CUDA 6.5 understands K80 and sm_37?

Hi, I tried to compile my code in both cuda 6.5 and 7.0 and got different output. As you can see that in cuda 6.5 there is some register spilling, while there is no such spilling in cuda 7.0. I cannot compare the performance because the K80 machine cannot install cuda 7.0 (for now).

Just curious, is cuda 7.0 a must for K80?

CUDA 6.5
ptxas info : Compiling entry function ‘_Z28updateXByBlock2pRegDsmemTileiPfPKiS1_f’ for ‘sm_37’
ptxas info : Function properties for _Z28updateXByBlock2pRegDsmemTileiPfPKiS1_f
48 bytes stack frame, 80 bytes spill stores, 80 bytes spill loads
ptxas info : Used 128 registers, 12000 bytes smem, 360 bytes cmem[0], 8 bytes cmem[2], 1 textures

CUDA 7.0
ptxas info : Compiling entry function ‘_Z28updateXByBlock2pRegDsmemTileiPfPKiS1_f’ for ‘sm_37’
ptxas info : Function properties for _Z28updateXByBlock2pRegDsmemTileiPfPKiS1_f
0 bytes stack frame, 0 bytes spill stores, 0 bytes spill loads
ptxas info : Used 128 registers, 12000 bytes smem, 360 bytes cmem[0], 8 bytes cmem[2], 1 textures

Thanks,
Wei

Given that the CUDA 6.5 toolchain apparently successfully compiled the code for sm_37, why not simply run the resulting executable?

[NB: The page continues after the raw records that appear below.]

PR #62, opened 2019-12-20
Use `--cmake-concat-compile-commands` to concatenate multiple compile_commands.json files into a single file

### LINKED ISSUE #61: Option to concatenate multiple compile_commands.json files into a single file
When we run `colcon build` with the following `cmake-args` option, we can got `compile_commands.json` for each package.

```
colcon build --cmake-args -DCMAKE_EXPORT_COMPILE_COMMANDS=ON
```

It's very useful to use auto complete of programming ROS / ROS 2 by the language server protocol of `clangd`.
It'll be even more useful to develop multiple packages at a time if the multiple `compile_commands.json` to unify one `compile_commands.json`.

I'm thinking about adding a `--cmake-concat-compile-commands` option. How do you think about it? I try to implement it soon.

Thanks to the `colcon` extensibility, my development experience is better than before!

youtalk:
Resolved #61

This PR is a draft PR to resolve #61 issue. You can try it by the following command.
```
$ colcon build --cmake-concat-compile-commands --cmake-args -DCMAKE_EXPORT_COMPILE_COMMANDS=ON
$ less build/compile_commands.json
```

It is very useful for me but I know it has no test and the process is not efficient. 
After making this PR, I've noticed that I need to implement a new `colcon` extension/package instead of modifying the `colcon-cmake` package.

### DIFF
--- a/colcon_cmake/task/cmake/build.py
+++ b/colcon_cmake/task/cmake/build.py
@@ -2,6 +2,7 @@
 # Licensed under the Apache License, Version 2.0
 
 import ast
+import json
 import os
 from pathlib import Path
 import re
@@ -105,6 +106,9 @@ class CmakeBuildTask(TaskExtensionPoint):
             args, env, additional_targets=additional_targets)
         if rc and rc.returncode:
             return rc.returncode
+
+        if args.cmake_concat_compile_commands:
+            self._concatenate_compile_commands(args)
 
         # skip install step if a specific target was requested
         if not args.cmake_target:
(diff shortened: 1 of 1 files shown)


galou:
Did you manage to implement the said `colcon` extension? Where?

youtalk:
Not yet... Are you interested in it?

galou:
Yes, because I'm using YouCompleteMe and the setup would be very easy with a single `compile_commands.json` that I would symlink into my workspace directory. Without this extension, I'd have to symlink each `compile_commands.json` into the source directory of each package.

Is there any documentation how to develop an extension for `colcon`, so that I could maybe help you.

youtalk:
I think there is no documentation yet but:
https://colcon.readthedocs.io/en/released/developer/contribution.html#new-packages-extensions

dirk-thomas:
Colcon simply uses Python enter points to register extensions (and even extension points).

The most common extension points are described in https://colcon.readthedocs.io/en/released/developer/extension-point.html. If you install `colcon-devtools` you can use the verbs `extension-points` and `extensions` to get complete lists.

The overall program flow of the relevant `build` command is visualized in https://colcon.readthedocs.io/en/released/developer/program-flow.html and might help to show the big picture.

Other than that there is always the code to browse or you can ask questions here.

galou:
@dirk-thomas: thanks for offering help! My first question would be: how do I register an extension so that colcon finds it? Without installing anyting, I ran `colcon build --cmake-args -DCMAKE_EXPORT_COMPILE_COMMANDS=ON --cmake-concat-compile-commands` to see where Python was looking for extra modules but it looks that every unknown argument is treated as the name of a source directory.

dirk-thomas:
> My first question would be: how do I register an extension so that colcon finds it?

My previous comment described exactly that.

I would suggest to take a look at the sources of `colcon-core` to see an example how it contributes commands line arguments.

PR #65, opened 2020-02-05
Respect ctest --build-config if explicitly provided.

KazNX:
Change ctest calls to respect `-C` or `--build-config` if explicitly given. Fallback to previous behaviour of reading `CMAKE_BUILD_TYPE` from `CMakeCache.txt`.

### DIFF
--- a/colcon_cmake/task/cmake/test.py
+++ b/colcon_cmake/task/cmake/test.py
@@ -66,14 +66,28 @@ class CmakeTestTask(TaskExtensionPoint):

As I recall the release of K80 predated the release of CUDA 7.0, so I think the K80 should work fine with CUDA 6.5. But I have not used a K80 and so do not have first-hand experience.

As expected, since there is register spill, the performance is not as expected. My code is register and smem bounded, but in K80 I do not see any benefit given its doubled register and smem.

I will ask IT to install cuda 7.0, try it and report back. Just wonder if there is any similar experience from other users.

No benefit relative to what? A Tesla K40? What occupancy are you observing on the K40 and what on K80?

It seems you are imposing a limit on the register use of the kernel, either with launchbounds or -maxrregcount, since 255 per thread are available, but only 128 are used and there is spilling. How does the performance change if you remove whatever limits the register count?

Certainly installing CUDA 7.0 seems like a good idea at this point.